You are looking at it from one perspective, to run the original pub, in its original range, with the DPs generated from a lower range.
There are 9 million ways to skin a cat.
I am sure you have done this kind of test and analysis, so answer me this, if you reuse DPs found during a 66 or 65 or 70 bit range, to find a key in the same exact range, how much search time did it take, was it less, if so, how much less, on average?

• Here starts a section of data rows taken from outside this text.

PR #458, opened 2026-04-30
PLT-1652 : Pull Datadog credentials from SSM

jasonvinson:
## 🎫 Ticket

https://jira.cms.gov/browse/PLT-1652

## 🛠 Changes

- Adopt Standards module to pull Datadog credentials from SSM in the /tftesting/datadog_dashboard/ test module.
- Renamed versions.tf -> tofu.tf
 
## ℹ️ Context

Previously, our API creds were not available in SSM yet, so we were using local creds to test.

## 🧪 Validation

Performed tofu apply and verified that the dashboard is created successfully.


juliareynolds-nava (dismissed):

terraform/modules/datadog_dashboard/tofu.tf
```diff
@@ -0,0 +1,12 @@
+terraform {
+  required_providers {
+    datadog = {
+      source  = "DataDog/datadog"
+      version = "~>4.4"
+    }
+    aws = {
+      source  = "hashicorp/aws"
+      version = "~>5"
```
mianava: Let's bump this to 6 as much as possible

terraform/services/tftesting/datadog_dashboard/main.tf
```diff
@@ -1,31 +1,42 @@
 locals {
-  app_name = "ab2d"
+  cdap_env = contains(["sandbox", "prod"], var.env) ? "prod" : "test"
```
mianava: I think you can grab this from account_env_suffix in standards module - if not, it's modeled in platform and that might be one way to get it predictably

terraform/services/tftesting/datadog_dashboard/tofu.tf
```diff
@@ -0,0 +1,37 @@
+terraform {
+  required_providers {
+    datadog = {
+      source  = "DataDog/datadog"
+      version = "~>4.4"
+    }
+    aws = {
+      source  = "hashicorp/aws"
+      version = "~>5"
```
mianava: Bump to 6

terraform/services/tftesting/datadog_dashboard/variables.tf
```diff
@@ -0,0 +1,17 @@
+variable "app" {
+  description = "The application name (ab2d, bcda, cdap dpc)"
```
mianava: I think for this one we are going to want to allow bbapi, too. Might want to update throughout

terraform/services/tftesting/datadog_dashboard/variables.tf
```diff
@@ -0,0 +1,17 @@
...
+  type        = string
+  validation {
+    condition     = contains(["ab2d", "bcda", "cdap", "dpc"], var.app)
+    error_message = "Valid value for app is ab2d, bcda, cdap or dpc."
+  }
+}
+
+variable "env" {
```
mianava: I think for this one all of these won't be allowed. In theory, they're all "datadog prod" though I do appreciate that the dashboard for "tftesting" would be handled in "test".

mianava (changes requested):

terraform/services/tftesting/datadog_dashboard/main.tf
jasonvinson: Removed as it's unnecessary for this test app.

mianava (approved):

juliareynolds-nava (approved):

PR #461, opened 2026-05-05
BCDA-9967: add model short name

bhagatparwinder:
## 🎫 Ticket

https://jira.cms.gov/browse/BCDA-9967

It's not as easy at it sounds. If the jump rules stay the same (so the DPs can actually work between different intervals) then the DPs are valid and usable, but unfortunately the interval doubles in size for every bit increase. So where are the DPs that should cover the newly added other half? Nowhere. To get the optimal runtime, the Tames start somewhere around the middle of the interval + some common offset (so they are all, on average, to a minimum closest distance to the Wild/private key). But what we have, are DPs of kangaroos started from the middle point of the first half of the new interval (around half of them passing into the second half of the new interval). And also the DPs converted from Wild distances after a solve (all these DPs will start from where the private key was in the old interval, so we don't know what they cover). So now we should run new Tames to cover the second added half (traveling a double distance than what Tames did over the previous interval). And we also need Wilds that need to cover the entire new interval (since they can be in the first or the second half of the new interval). Since jumps are the same, the jumps need to be more of them! Usually, if the interval increases, we do longer jumps, but this breaks DP re-usage. In short, existing DPs would help, but only if the private key is in the first half, not the second. And only if the jump rules are kept and don't affect too much the expected runtime. Repeat for every new bit added... for 5 added bits the interval is 32 times larger, So I guess my math is wrong, it will take sqrt(32) more operations to solve, but the DP coverage of re-using the previous DPs is very low, not 17%, if I'm not mistaken... I think my fallacy was that I was assuming that if you solved an interval, and you increase by 5 bits, than 17% of the work needed was already performed, but my fault was that 97% of the DPs required for this to be valid are missing, since all of the known ones are sitting in a very tight corner.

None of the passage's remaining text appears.